Shetland Islands Council and Lerwick Port Authority (LPA) are working towards a possible out-of-court settlement over the harbour trust’s multi-million pound compensation claim in the wake of the Bressay bridge fiasco.

The Shetland Times can confirm that the council has accepted that obtaining an interim interdict which forced the LPA to abandon its planned dredging of the north mouth of Lerwick harbour in August 2005 has left it legally culpable.

Having acknowledged that the port authority would be liable to win any case in court the council is now certain to have to hand over a cheque for a substantial seven-figure sum, but it is hoping to limit the damage to some way below the full £5.9 million being claimed by the LPA.

The matter has been working its way through the Court of Session in Edinburgh for some time and though a court date for a hearing had previously been set for this month, that has now been put back and the matter is again in the hands of the parties’ respective lawyers.

Both the SIC and LPA said they were unable to make any comment at this stage, but the inevitable outcome will be another fairly colossal drain on the public purse. While a new date at the Court of Session is to be arranged for sometime in early spring, it is understood that both parties have indicated a preference for settling the matter out of court.

Although it has effectively accepted that there was a “cock-up”, the SIC is believed to be challenging some aspects of the LPA’s insurance claim and is hopeful that it can settle for somewhere between £1 million and £5.9 million.

The SIC had obtained the interdict four and a half years ago because of concern that the dredging work would jeopardise its plans to build a £22 million bridge across the harbour to Bressay. It led to a hugely damaging fall-out between the two organisations, with relations deteriorating to such an extent that at one point they ceased communicating with one another.

The project was resisted strongly by the LPA because it feared the bridge would hamper its own business activities and was later scrapped in favour of a tunnel – which itself has subsequently been put on the back burner.

After the LPA had awarded the dredging contract to Belgian firm Jan de Nul nearly five years ago, the dispute forced it to scrap that deal, pay the company an abandonment fee and then re-award the contract at a higher cost.

The interdict was lifted in January 2007 and the north mouth of the harbour was eventually dredged the following summer, but the LPA was left with a £1.6 million claim from Jan de Nul.
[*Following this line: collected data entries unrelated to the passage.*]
PR #16452, opened 2026-08-21
[WOOMOB-3858] Stop translating the app_name launcher label

kidinov:
Fixes WOOMOB-3858

### Description

`app_name` had no `translatable="false"`, so it went to GlotPress and a translator read "Woo" as the English word for excitement, not as the brand name. Brazilian Portuguese users see **Eba!** on the launcher icon, Italian has **Woo!**. This marks the string non-translatable and removes the `app_name` override from all 16 localized `strings.xml`, so every locale falls back to English source.

I did not touch `fastlane/resources/values/strings.xml` on purpose. It is the frozen snapshot, and it gets regenerated from the main source as is on every code freeze, so it picks the attribute up by itself.

Still open: GlotPress keeps the existing `app_name` translations, and `download_translations` writes back whatever it returns. If a translations import runs before the next freeze, these deletions will come back. Someone with GlotPress access needs to remove the string there.

### Test Steps

1. Build and install the app.
2. Set the device language to **Português (Brasil)**.
3. Check the launcher icon label. It should read **Woo**, not **Eba!**.
4. Repeat with **Italiano**. It should read **Woo**, not **Woo!**.
5. Switch back to English and confirm the label is still **Woo**.

### Images/gif

N/A


dangermattic:
<table>
  <thead>
    <tr>
      <th width="50"></th>
          1 Message
      </th>
     </tr>
  </thead>
  <tbody>
    <tr>
      <td>:book:</td>
    </tr>
  </tbody>
</table>

</p>

kidinov:

WooCommerce/src/main/res/values/strings.xml
```diff
@@ -1,6 +1,6 @@
 <?xml version="1.0" encoding="UTF-8"?>
 <resources xmlns:tools="http://schemas.android.com/tools">
-    <string name="app_name">Woo</string>
```
malinajirka, line 3: 📓 If I recall correctly, changing string attributes + removing strings from non-main strings.xml causes some issues in the release build pipeline. I think it'd be safer to simply create a new entry `app_name_v2` and removing this one only from the main strings.xml.

malinajirka (approved):
Good catch!

WooCommerce/src/main/res/values/strings.xml
kidinov: I checked this one with help of AI. MissingTranslation and ExtraTranslation are both set to ignore in WooCommerce/lint.xml, so lint can't fail on it.

The immutable-key rule is about changing the value of a string, not the attributes. The Danger check for it (Automattic/dangermattic#126) skips lines with translatable="false" and allows removals, and we don't have that check enabled here anyway.

About removing the strings from values-*: those files are rewritten from scratch by the GlotPress export on every download_translations, so my deletions are only a cleanup for now. The attribute is the part that actually fixes it, after the next code freeze sends the frozen file to GlotPress and the original gets obsoleted there.

New key would work too, but it is more churn here - app_name is used as tools:title in ~70 layouts and overridden in wasabi/jalapeno. I'd rather keep it as is, as I didn't find any places where it brings any issues, wdyt?

The only rule is that the keys should be immutable and we do not break it here - paaHJt-9N9-p2#comment-11358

Last year LPA chief executive Sandra Laurenson said the fallout with the council had cost it over £700,000 in legal expenses. The council is now understood to be absorbing the LPA’s ongoing legal costs.
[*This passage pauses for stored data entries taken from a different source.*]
PR #16453, opened 2026-08-21
[WOOMOB-3794] Format the product discount screen values

kidinov:
Fixes WOOMOB-3794

### Description

The discount screen built its text by hand, `"$productQuantity x ${state.currency}$productPrice"`, so it printed a raw `Float` and a raw `BigDecimal` and you got `2.0 x €18.00000000`. The product line now comes from `getQuantityWithTotalText()`, the same one the order card uses, and totals go through `CurrencyFormatter`. Also `getPriceAfterDiscount()` returned `ZERO` when no discount was entered, so the row showed `€0` instead of the full price. That branch is gone.

Not visible in the diff: switching Amount to Percentage puts a rounded value in the input while the internal one stays precise, so Calculated Amount can read `US$200.00` instead of `US$199.94`. Old behaviour, I did not touch it.

### Test Steps

1. Orders, create order, add a product, set quantity to 2
2. Expand the card and tap **Add discount**
3. Line reads `2 × US$913.90` and the total `US$1,827.80`
4. With the amount field empty, **Price after discount** shows the full price, not `US$0`

### Images/gif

Two of the officials involved in the decision to seek the interdict, former chief executive Morgan Goodlad and ex-director of infrastructure Graham Spall, have now left the council.

But having to cough up a substantial sum for what one observer this week described as an “eminently avoidable” situation looks likely to intensify pressure on SIC convener Sandy Cluness, who was a strong advocate of building the “iconic” bridge. Mr Cluness believed a fixed link would have allowed the council to open up chunks of Bressay for new development including housing.

The money set to be lost to the LPA comes on top of spending approaching £2 million on the aborted bridge project, which was first formally earmarked back in 2003. In addition, European grants of up to £4.7 million also fell by the wayside. It means the worst case scenario is that – without any work being carried out – the community could have lost out on as much as £12.6 million.

During the period when Lerwick North councillor Allan Wishart – who had been LPA chief executive during the debacle – was at the helm of transport partnership ZetTrans, councillors’ preference for a fixed link to Bressay shifted.

After officials and elected members attended a fact-finding mission to Faroe in 2007, an increasing number became minded that a subsea tunnel would be the most appropriate, and cost-effective, solution. Building a tunnel – which the LPA had consistently argued in favour of – was adopted as official council policy in June 2008.

The capital cost could be as much as £44 million, but would be significantly cheaper than continuing to run ferries between Lerwick and Bressay in the long run. However, little progress is likely in the short-to-medium term due to the large number of other capital projects on the council’s wish list.